# Exercise details
Beneath this task are records; count the lines among them that contain the word "called" and answer with the number only.

Segment Open

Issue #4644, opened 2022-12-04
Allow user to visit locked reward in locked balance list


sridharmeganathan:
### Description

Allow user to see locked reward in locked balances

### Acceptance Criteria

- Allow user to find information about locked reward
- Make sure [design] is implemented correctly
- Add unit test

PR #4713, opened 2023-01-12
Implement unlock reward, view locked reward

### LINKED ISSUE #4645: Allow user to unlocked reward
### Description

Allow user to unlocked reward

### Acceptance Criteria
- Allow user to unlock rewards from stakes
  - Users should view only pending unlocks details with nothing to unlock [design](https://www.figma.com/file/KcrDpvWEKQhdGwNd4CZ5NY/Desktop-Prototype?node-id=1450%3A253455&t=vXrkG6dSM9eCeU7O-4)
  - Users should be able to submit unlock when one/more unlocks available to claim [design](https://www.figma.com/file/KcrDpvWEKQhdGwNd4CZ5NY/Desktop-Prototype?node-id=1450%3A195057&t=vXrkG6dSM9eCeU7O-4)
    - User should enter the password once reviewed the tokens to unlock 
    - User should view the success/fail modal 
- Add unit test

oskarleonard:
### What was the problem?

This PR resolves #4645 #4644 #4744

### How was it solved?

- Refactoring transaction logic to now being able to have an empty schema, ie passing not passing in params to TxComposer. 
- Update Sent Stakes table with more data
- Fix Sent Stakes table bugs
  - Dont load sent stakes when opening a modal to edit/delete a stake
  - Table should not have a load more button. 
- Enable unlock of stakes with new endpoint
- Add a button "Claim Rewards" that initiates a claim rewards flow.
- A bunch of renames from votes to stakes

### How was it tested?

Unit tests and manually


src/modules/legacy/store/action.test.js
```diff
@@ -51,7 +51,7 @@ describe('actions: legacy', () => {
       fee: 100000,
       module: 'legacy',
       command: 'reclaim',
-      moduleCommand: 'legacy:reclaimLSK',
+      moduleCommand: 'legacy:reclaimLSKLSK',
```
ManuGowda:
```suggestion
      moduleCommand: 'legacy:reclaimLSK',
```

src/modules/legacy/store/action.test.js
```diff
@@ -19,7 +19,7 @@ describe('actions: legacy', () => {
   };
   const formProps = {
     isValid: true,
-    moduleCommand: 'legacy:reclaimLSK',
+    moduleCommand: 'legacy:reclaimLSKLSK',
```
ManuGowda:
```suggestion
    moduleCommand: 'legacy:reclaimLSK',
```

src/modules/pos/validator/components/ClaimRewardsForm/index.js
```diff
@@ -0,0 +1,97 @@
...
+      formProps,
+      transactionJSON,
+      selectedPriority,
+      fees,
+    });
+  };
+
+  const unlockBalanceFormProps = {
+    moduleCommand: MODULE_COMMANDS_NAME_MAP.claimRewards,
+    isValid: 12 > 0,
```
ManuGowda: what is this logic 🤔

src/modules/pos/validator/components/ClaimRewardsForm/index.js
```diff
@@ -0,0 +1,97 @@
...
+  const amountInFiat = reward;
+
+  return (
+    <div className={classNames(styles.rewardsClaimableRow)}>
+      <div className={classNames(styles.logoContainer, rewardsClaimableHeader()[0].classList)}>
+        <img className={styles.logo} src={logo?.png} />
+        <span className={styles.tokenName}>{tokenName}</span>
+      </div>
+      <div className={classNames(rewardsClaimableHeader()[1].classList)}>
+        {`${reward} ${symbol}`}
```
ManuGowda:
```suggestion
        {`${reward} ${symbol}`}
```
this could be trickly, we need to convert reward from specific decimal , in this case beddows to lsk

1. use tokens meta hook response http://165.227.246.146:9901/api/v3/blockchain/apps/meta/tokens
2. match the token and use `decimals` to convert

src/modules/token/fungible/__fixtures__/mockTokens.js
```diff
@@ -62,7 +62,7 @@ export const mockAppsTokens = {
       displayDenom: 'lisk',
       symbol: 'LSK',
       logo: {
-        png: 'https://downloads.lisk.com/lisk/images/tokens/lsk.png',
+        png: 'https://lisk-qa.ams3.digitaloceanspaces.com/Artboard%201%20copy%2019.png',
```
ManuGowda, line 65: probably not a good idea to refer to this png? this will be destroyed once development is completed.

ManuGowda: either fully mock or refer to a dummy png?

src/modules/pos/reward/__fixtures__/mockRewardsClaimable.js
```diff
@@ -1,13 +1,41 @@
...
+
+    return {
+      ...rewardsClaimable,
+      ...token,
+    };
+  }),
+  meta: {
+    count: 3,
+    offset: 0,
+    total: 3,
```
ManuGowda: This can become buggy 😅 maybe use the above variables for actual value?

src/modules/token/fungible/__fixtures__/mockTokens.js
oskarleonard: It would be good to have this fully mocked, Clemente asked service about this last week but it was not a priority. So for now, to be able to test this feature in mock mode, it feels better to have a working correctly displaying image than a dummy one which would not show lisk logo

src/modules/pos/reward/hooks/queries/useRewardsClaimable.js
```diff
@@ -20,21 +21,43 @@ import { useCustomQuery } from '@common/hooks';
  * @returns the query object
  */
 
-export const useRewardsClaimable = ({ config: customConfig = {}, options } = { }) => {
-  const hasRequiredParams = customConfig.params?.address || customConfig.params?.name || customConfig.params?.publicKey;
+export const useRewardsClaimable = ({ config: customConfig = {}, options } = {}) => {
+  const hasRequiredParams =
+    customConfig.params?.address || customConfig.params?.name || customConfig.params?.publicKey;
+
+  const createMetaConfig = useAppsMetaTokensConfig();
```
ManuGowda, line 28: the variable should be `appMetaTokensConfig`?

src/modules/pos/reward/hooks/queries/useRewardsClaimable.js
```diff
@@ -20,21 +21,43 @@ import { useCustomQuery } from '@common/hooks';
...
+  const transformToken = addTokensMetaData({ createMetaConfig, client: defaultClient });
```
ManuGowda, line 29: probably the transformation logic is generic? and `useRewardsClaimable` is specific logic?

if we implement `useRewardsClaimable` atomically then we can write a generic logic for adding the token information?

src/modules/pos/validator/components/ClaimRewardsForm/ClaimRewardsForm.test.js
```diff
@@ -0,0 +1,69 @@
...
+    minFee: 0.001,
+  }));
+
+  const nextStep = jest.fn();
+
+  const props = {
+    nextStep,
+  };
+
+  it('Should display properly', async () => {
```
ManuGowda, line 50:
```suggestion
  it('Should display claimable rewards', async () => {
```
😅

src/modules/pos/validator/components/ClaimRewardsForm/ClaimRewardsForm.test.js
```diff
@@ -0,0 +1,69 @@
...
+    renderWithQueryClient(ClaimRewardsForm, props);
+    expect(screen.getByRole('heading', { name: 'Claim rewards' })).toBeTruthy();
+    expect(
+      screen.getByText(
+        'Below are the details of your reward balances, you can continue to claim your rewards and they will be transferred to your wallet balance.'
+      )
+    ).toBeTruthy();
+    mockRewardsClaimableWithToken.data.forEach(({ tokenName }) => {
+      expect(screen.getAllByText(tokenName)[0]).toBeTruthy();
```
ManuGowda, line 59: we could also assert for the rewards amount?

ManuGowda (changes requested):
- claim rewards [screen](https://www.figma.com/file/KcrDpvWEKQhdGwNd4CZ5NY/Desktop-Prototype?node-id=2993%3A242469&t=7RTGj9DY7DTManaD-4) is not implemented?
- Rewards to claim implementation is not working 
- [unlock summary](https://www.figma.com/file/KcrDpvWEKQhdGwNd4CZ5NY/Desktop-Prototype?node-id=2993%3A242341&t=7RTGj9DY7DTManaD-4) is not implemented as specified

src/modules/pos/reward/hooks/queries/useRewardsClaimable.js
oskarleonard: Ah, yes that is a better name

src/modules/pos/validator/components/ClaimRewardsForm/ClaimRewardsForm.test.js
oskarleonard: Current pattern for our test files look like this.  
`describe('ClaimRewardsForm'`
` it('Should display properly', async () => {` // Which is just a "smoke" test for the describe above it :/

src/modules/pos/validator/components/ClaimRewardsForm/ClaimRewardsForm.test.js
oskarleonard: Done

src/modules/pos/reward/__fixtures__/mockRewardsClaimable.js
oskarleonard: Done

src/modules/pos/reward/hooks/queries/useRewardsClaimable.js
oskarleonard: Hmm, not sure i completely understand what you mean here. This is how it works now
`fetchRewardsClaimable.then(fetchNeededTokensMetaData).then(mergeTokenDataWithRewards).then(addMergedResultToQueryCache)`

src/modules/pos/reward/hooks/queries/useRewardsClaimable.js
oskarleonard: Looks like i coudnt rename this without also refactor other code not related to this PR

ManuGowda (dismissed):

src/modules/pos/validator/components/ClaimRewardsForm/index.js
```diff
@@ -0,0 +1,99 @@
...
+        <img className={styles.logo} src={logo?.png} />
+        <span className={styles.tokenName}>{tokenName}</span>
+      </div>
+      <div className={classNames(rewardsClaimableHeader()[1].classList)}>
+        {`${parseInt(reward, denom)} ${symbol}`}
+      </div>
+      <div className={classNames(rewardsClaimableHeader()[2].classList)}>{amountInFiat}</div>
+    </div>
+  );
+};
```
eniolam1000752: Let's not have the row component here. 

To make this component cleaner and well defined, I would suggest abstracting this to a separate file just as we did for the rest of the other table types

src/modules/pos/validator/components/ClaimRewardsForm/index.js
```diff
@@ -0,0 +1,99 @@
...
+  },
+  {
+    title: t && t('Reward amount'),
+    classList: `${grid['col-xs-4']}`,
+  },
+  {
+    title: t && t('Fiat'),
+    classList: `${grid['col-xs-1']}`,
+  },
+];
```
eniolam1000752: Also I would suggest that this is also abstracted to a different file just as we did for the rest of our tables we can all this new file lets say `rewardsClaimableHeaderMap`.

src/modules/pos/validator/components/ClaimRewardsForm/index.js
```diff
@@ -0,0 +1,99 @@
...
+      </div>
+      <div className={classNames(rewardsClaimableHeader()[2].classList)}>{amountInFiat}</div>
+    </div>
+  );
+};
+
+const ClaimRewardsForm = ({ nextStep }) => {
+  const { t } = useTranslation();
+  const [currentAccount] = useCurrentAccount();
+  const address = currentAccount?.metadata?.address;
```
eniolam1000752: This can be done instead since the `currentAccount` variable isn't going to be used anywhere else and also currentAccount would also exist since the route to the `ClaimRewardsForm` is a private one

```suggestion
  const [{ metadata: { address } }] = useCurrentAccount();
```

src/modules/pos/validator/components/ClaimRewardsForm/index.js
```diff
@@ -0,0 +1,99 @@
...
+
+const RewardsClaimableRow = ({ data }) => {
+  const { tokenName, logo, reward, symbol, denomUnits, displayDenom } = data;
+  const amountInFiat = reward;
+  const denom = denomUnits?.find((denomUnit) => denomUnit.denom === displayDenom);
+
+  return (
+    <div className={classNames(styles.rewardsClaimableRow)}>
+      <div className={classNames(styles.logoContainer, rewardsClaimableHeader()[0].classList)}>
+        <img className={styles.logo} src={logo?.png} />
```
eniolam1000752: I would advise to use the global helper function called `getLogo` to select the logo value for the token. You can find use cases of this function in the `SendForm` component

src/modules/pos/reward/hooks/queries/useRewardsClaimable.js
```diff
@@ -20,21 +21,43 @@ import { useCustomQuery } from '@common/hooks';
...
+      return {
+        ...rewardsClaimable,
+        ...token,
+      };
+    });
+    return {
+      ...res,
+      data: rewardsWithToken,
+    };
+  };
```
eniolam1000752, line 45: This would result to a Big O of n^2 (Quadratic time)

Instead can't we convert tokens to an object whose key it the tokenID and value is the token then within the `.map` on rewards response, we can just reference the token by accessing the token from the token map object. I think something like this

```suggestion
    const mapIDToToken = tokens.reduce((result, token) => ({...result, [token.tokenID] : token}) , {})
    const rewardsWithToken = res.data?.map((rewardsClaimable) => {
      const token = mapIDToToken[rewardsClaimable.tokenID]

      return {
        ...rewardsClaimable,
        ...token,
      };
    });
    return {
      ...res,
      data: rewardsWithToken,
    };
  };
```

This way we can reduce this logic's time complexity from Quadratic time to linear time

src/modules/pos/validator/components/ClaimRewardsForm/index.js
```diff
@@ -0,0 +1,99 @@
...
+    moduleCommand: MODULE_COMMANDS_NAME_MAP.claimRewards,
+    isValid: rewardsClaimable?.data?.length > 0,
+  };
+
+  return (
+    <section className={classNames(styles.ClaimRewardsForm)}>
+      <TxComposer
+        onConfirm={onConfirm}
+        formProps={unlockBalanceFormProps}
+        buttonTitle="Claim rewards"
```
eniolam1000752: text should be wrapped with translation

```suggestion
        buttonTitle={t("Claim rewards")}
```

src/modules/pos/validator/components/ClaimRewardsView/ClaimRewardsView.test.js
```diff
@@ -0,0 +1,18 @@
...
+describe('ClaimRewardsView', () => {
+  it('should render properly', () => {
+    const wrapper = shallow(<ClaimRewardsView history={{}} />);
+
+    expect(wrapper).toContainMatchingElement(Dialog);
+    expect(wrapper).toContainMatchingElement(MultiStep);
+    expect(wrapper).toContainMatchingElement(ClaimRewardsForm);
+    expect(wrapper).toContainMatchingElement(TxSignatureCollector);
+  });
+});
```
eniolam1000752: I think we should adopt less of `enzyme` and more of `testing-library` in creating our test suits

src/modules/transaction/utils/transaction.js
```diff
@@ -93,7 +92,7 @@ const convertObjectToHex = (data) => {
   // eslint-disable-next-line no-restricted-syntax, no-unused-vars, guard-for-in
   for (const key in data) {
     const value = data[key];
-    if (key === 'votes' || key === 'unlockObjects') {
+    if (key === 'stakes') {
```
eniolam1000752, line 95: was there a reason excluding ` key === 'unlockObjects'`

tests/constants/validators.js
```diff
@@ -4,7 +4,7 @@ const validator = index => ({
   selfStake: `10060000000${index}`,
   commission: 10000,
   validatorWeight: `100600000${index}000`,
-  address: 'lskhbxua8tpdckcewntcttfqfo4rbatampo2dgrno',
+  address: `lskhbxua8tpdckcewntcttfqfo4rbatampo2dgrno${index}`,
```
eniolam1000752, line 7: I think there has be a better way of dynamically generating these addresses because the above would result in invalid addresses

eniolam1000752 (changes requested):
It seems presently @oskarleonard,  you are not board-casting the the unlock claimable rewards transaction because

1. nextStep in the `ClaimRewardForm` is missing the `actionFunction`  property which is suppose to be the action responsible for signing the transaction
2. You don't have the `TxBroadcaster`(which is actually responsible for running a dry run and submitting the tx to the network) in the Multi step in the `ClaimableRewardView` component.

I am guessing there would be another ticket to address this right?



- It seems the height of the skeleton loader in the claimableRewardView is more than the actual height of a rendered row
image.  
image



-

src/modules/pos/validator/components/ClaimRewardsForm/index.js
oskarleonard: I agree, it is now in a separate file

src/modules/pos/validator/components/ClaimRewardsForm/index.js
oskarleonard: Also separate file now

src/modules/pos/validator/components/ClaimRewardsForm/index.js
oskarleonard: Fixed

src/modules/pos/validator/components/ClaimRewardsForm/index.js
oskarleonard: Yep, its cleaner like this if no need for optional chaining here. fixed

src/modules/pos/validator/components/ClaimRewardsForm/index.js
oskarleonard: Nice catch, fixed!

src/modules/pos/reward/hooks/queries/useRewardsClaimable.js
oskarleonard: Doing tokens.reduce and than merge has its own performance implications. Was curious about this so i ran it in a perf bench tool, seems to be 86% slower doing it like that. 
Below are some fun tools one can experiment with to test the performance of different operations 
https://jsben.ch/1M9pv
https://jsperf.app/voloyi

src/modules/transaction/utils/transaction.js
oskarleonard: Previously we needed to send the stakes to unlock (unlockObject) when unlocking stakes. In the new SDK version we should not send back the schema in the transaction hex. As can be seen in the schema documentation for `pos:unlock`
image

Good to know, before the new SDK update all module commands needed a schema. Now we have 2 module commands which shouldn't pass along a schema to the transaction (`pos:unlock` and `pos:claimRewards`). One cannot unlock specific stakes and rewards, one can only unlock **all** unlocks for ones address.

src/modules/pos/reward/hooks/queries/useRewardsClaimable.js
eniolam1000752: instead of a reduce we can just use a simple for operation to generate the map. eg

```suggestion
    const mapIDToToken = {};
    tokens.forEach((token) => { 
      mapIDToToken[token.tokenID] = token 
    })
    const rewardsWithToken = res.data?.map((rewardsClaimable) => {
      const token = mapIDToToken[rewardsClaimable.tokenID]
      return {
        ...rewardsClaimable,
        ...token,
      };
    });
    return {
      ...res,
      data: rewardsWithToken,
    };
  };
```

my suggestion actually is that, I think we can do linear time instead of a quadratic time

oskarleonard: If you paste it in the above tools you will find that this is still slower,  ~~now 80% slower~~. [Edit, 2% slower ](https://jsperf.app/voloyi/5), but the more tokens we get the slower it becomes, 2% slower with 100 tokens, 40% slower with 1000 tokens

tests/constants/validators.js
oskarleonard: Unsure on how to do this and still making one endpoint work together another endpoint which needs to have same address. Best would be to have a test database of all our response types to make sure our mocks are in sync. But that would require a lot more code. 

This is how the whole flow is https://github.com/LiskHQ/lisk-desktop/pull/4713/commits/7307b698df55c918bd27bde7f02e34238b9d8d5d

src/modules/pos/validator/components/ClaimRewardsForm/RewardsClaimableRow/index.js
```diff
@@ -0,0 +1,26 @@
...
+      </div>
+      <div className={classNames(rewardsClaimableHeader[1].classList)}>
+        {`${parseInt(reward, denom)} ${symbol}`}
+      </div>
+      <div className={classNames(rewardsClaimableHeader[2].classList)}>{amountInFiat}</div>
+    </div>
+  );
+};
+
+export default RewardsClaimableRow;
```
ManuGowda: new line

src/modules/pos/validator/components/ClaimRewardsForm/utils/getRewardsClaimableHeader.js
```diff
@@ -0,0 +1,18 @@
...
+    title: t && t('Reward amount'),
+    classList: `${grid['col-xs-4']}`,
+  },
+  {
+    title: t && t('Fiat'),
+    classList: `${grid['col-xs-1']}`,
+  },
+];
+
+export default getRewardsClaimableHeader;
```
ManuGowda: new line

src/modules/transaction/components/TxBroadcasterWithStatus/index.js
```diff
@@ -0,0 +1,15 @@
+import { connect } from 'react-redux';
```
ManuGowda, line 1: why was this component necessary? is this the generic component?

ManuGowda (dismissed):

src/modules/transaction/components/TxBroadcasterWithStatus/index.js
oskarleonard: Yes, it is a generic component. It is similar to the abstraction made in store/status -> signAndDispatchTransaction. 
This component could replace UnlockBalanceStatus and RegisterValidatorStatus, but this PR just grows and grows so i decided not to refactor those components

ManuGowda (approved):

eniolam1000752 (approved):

Segment Closed
Segment Open

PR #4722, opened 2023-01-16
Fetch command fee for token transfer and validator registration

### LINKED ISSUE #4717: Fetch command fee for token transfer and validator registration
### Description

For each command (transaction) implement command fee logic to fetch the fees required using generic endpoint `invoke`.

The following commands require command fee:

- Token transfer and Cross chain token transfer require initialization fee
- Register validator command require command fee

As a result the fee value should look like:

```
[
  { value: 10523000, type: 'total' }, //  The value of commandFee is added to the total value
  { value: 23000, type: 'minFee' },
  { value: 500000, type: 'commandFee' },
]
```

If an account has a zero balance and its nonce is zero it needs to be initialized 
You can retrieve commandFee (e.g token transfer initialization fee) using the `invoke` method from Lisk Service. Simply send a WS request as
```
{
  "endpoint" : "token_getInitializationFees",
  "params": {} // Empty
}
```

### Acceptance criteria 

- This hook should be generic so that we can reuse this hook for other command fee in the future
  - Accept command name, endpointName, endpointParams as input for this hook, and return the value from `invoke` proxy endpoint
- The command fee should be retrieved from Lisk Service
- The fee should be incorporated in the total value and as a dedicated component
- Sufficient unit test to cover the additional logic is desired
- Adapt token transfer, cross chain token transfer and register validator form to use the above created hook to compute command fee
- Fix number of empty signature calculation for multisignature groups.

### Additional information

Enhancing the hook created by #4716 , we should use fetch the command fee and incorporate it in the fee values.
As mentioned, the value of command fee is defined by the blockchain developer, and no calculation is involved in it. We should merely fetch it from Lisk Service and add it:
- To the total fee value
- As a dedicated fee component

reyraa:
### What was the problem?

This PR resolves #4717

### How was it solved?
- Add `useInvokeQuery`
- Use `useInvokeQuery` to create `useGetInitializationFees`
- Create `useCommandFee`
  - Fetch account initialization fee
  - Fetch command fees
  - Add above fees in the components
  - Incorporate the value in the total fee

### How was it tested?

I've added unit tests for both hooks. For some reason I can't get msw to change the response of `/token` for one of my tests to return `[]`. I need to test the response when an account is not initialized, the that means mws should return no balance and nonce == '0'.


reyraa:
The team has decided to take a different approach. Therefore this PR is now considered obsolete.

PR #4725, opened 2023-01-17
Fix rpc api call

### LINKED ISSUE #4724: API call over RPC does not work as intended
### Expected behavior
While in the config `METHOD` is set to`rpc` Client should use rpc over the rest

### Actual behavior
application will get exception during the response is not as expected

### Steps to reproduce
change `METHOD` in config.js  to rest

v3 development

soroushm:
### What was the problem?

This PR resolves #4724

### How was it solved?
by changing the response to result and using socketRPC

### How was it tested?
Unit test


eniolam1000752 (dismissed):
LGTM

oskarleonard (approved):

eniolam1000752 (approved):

Segment Closed
Segment Open

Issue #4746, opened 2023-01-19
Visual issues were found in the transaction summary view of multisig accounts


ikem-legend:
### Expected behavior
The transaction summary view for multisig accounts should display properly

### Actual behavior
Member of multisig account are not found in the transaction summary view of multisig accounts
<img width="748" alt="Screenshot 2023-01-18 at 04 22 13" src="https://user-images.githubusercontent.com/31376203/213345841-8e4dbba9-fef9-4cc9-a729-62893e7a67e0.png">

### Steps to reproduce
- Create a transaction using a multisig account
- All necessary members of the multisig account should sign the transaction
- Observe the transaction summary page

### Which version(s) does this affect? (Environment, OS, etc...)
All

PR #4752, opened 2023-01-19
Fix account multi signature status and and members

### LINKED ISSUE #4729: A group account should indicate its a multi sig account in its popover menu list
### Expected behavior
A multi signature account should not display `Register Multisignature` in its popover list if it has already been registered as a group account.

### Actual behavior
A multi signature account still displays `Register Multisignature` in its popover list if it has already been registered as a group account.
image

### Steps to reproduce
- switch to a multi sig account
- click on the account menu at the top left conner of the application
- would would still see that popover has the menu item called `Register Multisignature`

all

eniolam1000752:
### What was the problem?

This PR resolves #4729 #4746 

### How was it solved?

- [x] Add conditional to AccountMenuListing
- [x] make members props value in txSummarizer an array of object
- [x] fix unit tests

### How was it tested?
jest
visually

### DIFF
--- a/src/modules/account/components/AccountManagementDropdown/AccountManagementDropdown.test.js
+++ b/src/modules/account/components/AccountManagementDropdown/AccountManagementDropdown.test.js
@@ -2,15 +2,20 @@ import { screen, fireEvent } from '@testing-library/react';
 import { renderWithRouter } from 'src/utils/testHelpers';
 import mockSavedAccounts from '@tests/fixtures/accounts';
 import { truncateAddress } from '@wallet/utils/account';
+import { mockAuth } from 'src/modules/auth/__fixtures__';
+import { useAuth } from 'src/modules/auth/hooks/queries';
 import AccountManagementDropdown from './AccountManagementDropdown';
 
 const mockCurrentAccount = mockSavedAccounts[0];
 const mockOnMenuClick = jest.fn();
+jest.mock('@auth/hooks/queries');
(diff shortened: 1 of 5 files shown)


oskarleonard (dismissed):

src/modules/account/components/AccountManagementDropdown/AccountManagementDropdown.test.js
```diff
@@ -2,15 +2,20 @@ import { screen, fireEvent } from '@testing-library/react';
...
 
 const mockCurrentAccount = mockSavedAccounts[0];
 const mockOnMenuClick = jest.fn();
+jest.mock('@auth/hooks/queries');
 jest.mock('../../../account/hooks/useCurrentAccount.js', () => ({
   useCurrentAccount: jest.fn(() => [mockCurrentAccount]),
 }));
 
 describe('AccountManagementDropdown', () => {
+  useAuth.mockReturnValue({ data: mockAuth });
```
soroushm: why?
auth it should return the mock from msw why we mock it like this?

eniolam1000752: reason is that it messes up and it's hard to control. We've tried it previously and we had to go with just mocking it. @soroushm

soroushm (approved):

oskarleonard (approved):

Segment Closed

# Task response
2